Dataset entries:
PR #287, opened 2019-05-27
[Fixit] Change parser to ANTLR4

dpanayotov:
# What is this PR about
This PR changes the parsing logic from our own implementation to one provided by ANTLR4.
This way, introducing a new operator is pretty straightforward.
See https://github.com/Peripli/specification/blob/sm-ops/api.md#query-examples for examples 
# Breaking changes:
1. EqualsOperator - previously `=` is now `eq`
2. NotEqualsOperator - previously `!=` is now `ne`
3. Every string literal in RHS value of a query MUST be enclosed in single quotes
4. The query separator is changed from `|` to `and`
5. The literal separator in an array RHS value is changed from `||` to `,`
6. Multiple values in RHS - previously in square braces `[..]`, now in parentheses `(..)`
7. Changes the format of all dates from `RFC3339` to `RFC3339Nano` 
8. All string literals must be enclosed in single quotes `'`

So if you previously had a query like:
`/v1/visibilities?fieldQuery=platform_id+=+tcb-platform-test`
You now have to change operator from `=` to `eq` and quote the parameter like so:
`/v1/visibilities?fieldQuery=platform_id+eq+'tcb-platform-test'`

# New 
* You can now pass numbers with floating point and a sign as a RHS. If you want to get entities with `some_field` greater than `-1.5` you can do:
`/v1/visibilities?fieldQuery=some_field+gt+-1.5`
* You can now query for boolean fields **without** quoting the value:
`/v1/service_plans?fieldQuery=free+eq+true`
* You can now query by date time:
`/v1/service_brokers?fieldQuery=created_at+eq+2019-09-20T12:59:36.034829Z` This is particularly useful if you want to know which entities were created/updated before/after a certain time

# Size
pkg/query/parser directory is automatically generated and it has 1452 lines, so the size of this PR would be around 500 rows of new code


KirilKabakchiev:
What is the performance difference compared to the old parser that was implemented im the SM code ?

dpanayotov:
@KirilKabakchiev I would say there's no real difference
Time on my machine for 50 runs of https://github.com/Peripli/service-manager/blob/master/test/service_plan_test/service_plan_test.go#L53 
Master branch: Average 2.211569ms
This branch: Average 2.139315ms

pkg/query/listener.go
```diff
@@ -113,6 +117,23 @@ func getCriterionFields(key, op, right antlr.TerminalNode) (leftOp string, opera
 	return
 }
 
+func criterionDateToUTC(c *Criterion) error {
```
KirilKabakchiev: why is this needed?

dpanayotov: For this test - https://github.com/Peripli/service-manager/pull/287/commits/5f850b569d699e5e07660c1f3e29eaca775dff47#diff-a88508bea7d1a156ea3b6cd0ca291d40R401 
Where the query has offset from UTC but in the db we store in utc

pkg/query/Query.g4
```diff
@@ -0,0 +1,24 @@
...
+DATETIME: FOUR_DIGITS '-' TWO_DIGITS '-' TWO_DIGITS 'T' TWO_DIGITS ':' TWO_DIGITS ':' TWO_DIGITS '.' FIVE_DIGITS ('Z'|(SIGN TWO_DIGITS ':' TWO_DIGITS)) ;//2016-06-08T17:41:22Z
+DIGIT: INTEGER+ ;
+INTEGER: [0-9] ;
+TWO_DIGITS: DIGIT DIGIT ;
+FOUR_DIGITS: TWO_DIGITS TWO_DIGITS ;
+FIVE_DIGITS: FOUR_DIGITS DIGIT ;
+Key: [-_/a-zA-Z0-9\\]+ ;
+ValueSeparator: ',' | ', ' ;
+Whitespace: ' ' ;
+WS : [ \t\r\n]+ -> skip ; // skip spaces, tabs, newlines
```
KirilKabakchiev: I adjusted most of the comments in the gammar. Only thing left is the date - there are two options - either something more readable such as https://github.com/antlr/grammars-v4/blame/76873507fe61c9246831d7e903cb64d19075ece4/toml/toml.g4#L95 or the regex in the comment above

◆ **EXERCISE REQUIREMENTS**
Return a copy of every line in the records that includes the string "What".

◆ **EXERCISE RESPONSE**
# What is this PR about
What is the performance difference compared to the old parser that was implemented im the SM code ?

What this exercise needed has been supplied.